PR #4953, opened 2026-07-30
Create fix-10-taskbar-notifications.wh.cpp

bozohi:
This is a mod that applies runtime patches regarding 11's notifications so it doesn't crash anymore in Windows 10 explorer mod created by @Anixx .

## Changelog

None

## Mod authorship

This mod was created by:

- - [ ] Claude
- - [ ] ChatGPT
- - [ ] Gemini

### DIFF
--- a/mods/fix-10-taskbar-notifications.wh.cpp
+++ b/mods/fix-10-taskbar-notifications.wh.cpp
@@ -5,7 +5,7 @@
 // @version         0.1
 // @author          ilovethisgame
 // @github          https://github.com/bozohi
-// @include         explorer.exe
+// @include         %ProgramData%\Windhawk\Engine\ModsWritable\LegacyStore\explorer.exe
 // @architecture    amd64
 // @license         MIT
 // ==/WindhawkMod==
@@ -14,10 +14,8 @@
 /*
 This mod patches the Explorer shell provided by the Win10 taskbar mod at runtime.
 
-**IF YOUR WINDOWS VERSION IS NOT WINDOWS 11 24H2 OR ABOVE, DO NOT INSTALL THIS!**
-
 **!Important! You MUST install, follow the instructions and run atleast 2 times the [Win10 taskbar mod.](https://windhawk.net/mods/win10-taskbar-on-win11-24h2)**
-**If you don't follow these instructions carefully, explorer may behave in an unexpected (and likely unpleasant) manner.**
+**If you don't follow these instructions carefully, the mod will not apply correctly.**
 
 # Technical details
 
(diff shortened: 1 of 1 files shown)


Anixx:
Do I understand correctly, this fixes the Notification Center when running the Win10 taskbar on Win11, so that receiving a notification would not crash Explorer any more, yes?

bozohi:
> Do I understand correctly, this fixes the Notification Center when running the Win10 taskbar on Win11, 

@Anixx  It likely does not let the notification arrive to the notification center.

> so that receiving a notification would not crash Explorer any more, yes?

@Anixx  Yes! This is the verified intended behavior.

Anixx:
> "4. Worth folding into the parent mod rather than shipping alongside it"

I would voice a strong disagreement here. I as an author of that mod, I do not have an idea of the mechanism and cannot take the responsibility for the functioning of this mod. 

Additionally, the mods have
* Different target process (userinit.exe versus explorer.exe)
* Different methods (WINAPI hooking versus memory patching)
* Different residency status (that mod is active only at startup and quits when userinit.exe quits)

mods/fix-10-taskbar-notifications.wh.cpp
```diff
@@ -0,0 +1,130 @@
+// ==WindhawkMod==
+// @id              fix-10-taskbar-notifications
+// @name            Fix 11's notifications crash in Win10 taskbar under Win11 24H2+
+// @description     Stops notifications from crashing explorer
+// @version         0.1
+// @author          ilovethisgame
+// @github          https://github.com/bozohi
+// @include         %ProgramData%\Windhawk\Engine\ModsWritable\LegacyStore\explorer.exe
+// @architecture    amd64
```
m417z: After you switch to hooking, change this to `x86-64`.

mods/fix-10-taskbar-notifications.wh.cpp
```diff
@@ -0,0 +1,130 @@
+// ==WindhawkMod==
+// @id              fix-10-taskbar-notifications
+// @name            Fix 11's notifications crash in Win10 taskbar under Win11 24H2+
+// @description     Stops notifications from crashing explorer
+// @version         0.1
+// @author          ilovethisgame
+// @github          https://github.com/bozohi
+// @include         %ProgramData%\Windhawk\Engine\ModsWritable\LegacyStore\explorer.exe
```
m417z: This won't work with the portable Windhawk version. The win10-taskbar-on-win11-24h2 mod doesn't work too, but it might be updated in the future to support both the portable Windhawk version and ARM64.

Target `explorer.exe` and check the module version like the review suggested.

m417z (changes requested):
I agree about "serves users better inside that mod [...] than as a separate catalog entry they have to find", but it's up to @Anixx.

> 1. Nothing still verifies that the image being patched is the build 0x14DC40 came from
> 2. Go through the hooking engine instead of writing bytes into live code

Please address these items - check the module version and use function hooking (you can keep using a hardcoded function pointer address) instead of memory patching.

Anixx:
@m417z  I agree about "serves users better inside that mod [...] than as a separate catalog entry

I thought, mod patterns/metapackages were planned?

m417z:
Windhawk 2.0 makes it possible to import multiple mods from a JSON, that's a start. Maybe more related features will be added in the future to improve this, but nothing specific is planned for now.

mods/fix-10-taskbar-notifications.wh.cpp
bozohi: I see.

I'll take care of these concerns tomorrow, thanks for the review

m417z (approved):

bozohi:
@Anixx here's the link to my mod: https://windhawk.net/mods/fix-10-taskbar-notifications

====

| WHAT THIS TASK INVOLVES |
Return every line of the data above in which "users" appears.

| TASK SOLUTION |
I agree about "serves users better inside that mod [...] than as a separate catalog entry they have to find", but it's up to @Anixx.
@m417z  I agree about "serves users better inside that mod [...] than as a separate catalog entry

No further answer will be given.